Jan Gaye, Wife Of Motown Legend Marvin Gaye, Died At The Age Of 66
Janis Hunter Gaye died at the age of 66. She was the second wife of the late singer Marvin Gaye. The singer’s ex-wife died on Saturday in her Rhode Island home where she lived with her daughter, Nona. No reason was given for the death.
“From the moment she met my father, she saw how sad he was about the world, and she did what she could to keep his memory alive after he was taken from us too soon,” Nona said in a statement to the Hollywood Reporter on Tuesday.
“She talked about every word and note of his music and wanted everyone to know about the man she fell in love with,” the 48-year-old said.
“I’ll never see her again in this life but I know she’s in heaven with my dad and speaks for us in the spirit world.” Janis met Marvin who had won two Grammys when she was 17 and they were both recordings in LA in 1973.
Ed Townsend Gaye’s producer was friends with her mother, Barbara so he took her to the studio to watch Gaye’s record. The next year they had a daughter named Nona. In 1975 they had a son named Frankie. In 1977, when she was 21 and he was 38 they got married.
Marvin wrote the hit song “Jan” about his girlfriend and dedicated his album “I Want You” to her.
Janis is the daughter of “The Flat Foot Floogie” and “Potato Chips” singer Slim Gaillard. She also sang on Marvin’s hit song “Got To Give It Up.”
Later, they got a divorce in 1981 which was only three years before Marvin’s father killed him the day before he turned 45. Janis later oversaw her daughter Nona’s acting career which got her parts in “The Matrix” movies, “Ali,” and “Crash,” which won an Oscar.

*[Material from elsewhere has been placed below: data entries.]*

PR #17, opened 2020-04-05
Function for importing biggerquery configuration from path

faderskd:


iwko:
CI fails

iwko:
override method test is missing

biggerquery/cli/config_utlis.py
```diff
@@ -0,0 +1,24 @@
...
+
+    if not hasattr(imported_module, object_name):
+        raise BiggerQueryConfigNotFound("Object '%s' not found in module %s" % (object_name, module_path))
+    maybe_biggerquery_config = getattr(imported_module, object_name)
+    if not isinstance(maybe_biggerquery_config, BiggerQueryConfig):
+        raise InvalidConfig("Object '%s' is not BiggerQueryConfig" % config_path)
+    return maybe_biggerquery_config
+
+
+class BiggerQueryConfigNotFound(Exception):
```
beczkowb, line 19: ValueError with proper message is enough. Let's avoid making new exceptions, especially if there is no except for it.

biggerquery/cli/config_utlis.py
```diff
@@ -0,0 +1,24 @@
...
+    pass
+
+
+class InvalidConfig(Exception):
```
beczkowb, line 23: ValueError

biggerquery/cli/config_utlis.py
```diff
@@ -0,0 +1,24 @@
...
+
+def import_config(config_path):
+    object_name = config_path.split('.')[-1]
+    module_path = '.'.join(config_path.split('.')[:-1])
+    imported_module = import_module(module_path)
+
+    if not hasattr(imported_module, object_name):
+        raise BiggerQueryConfigNotFound("Object '%s' not found in module %s" % (object_name, module_path))
+    maybe_biggerquery_config = getattr(imported_module, object_name)
+    if not isinstance(maybe_biggerquery_config, BiggerQueryConfig):
```
beczkowb, line 14: I think it's not a good idea. It makes harder for a user to create their own configuration.

For example, I personally use duck typing when I use google oauth libraries by creating fake token classes, and I'm happy as a user that they don't check types.

test/test_cli/configs/another_configs/config_for_testing.py
```diff
@@ -0,0 +1,3 @@
+from biggerquery.configuration import BiggerQueryConfig
+
+test_config = BiggerQueryConfig('example_test_configuration')
```
beczkowb, line 3: can you add relative import here to test if it still works?

faderskd: i added this import in another file - /configs/config_for_testing.py (it's better place for relative import to add)

biggerquery/cli/config_utlis.py
faderskd: done

biggerquery/cli/config_utlis.py
faderskd: done

biggerquery/configuration.py
```diff
@@ -6,8 +6,16 @@
 from .utils import unzip_file_and_save_outside_zip_as_tmp_file
 
 
-class DatasetConfig(object):
+class BiggerQueryConfig(object):
```
beczkowb, line 9: Maybe just Config? Similarly to spring @Configuration (not SpringConfiguration).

Janis’s son Frankie, her daughter Nona, her sister Shawnn, her brother Mark, and her grandson Nolan are all still alive.
In her 2013 memoir “After the Dance: My Life with Marvin Gaye,” which she wrote with David Ritz, Janis talked openly about her relationship with the singer.
Janis wrote in the book about the first time she saw Marvin.
She wrote at the time, “His face showed a gentleness that carried the same promise as [one of his songs]: that life doesn’t have to be harsh when it’s lifted by melody and framed by harmony.” “His sound took away all the hurt.”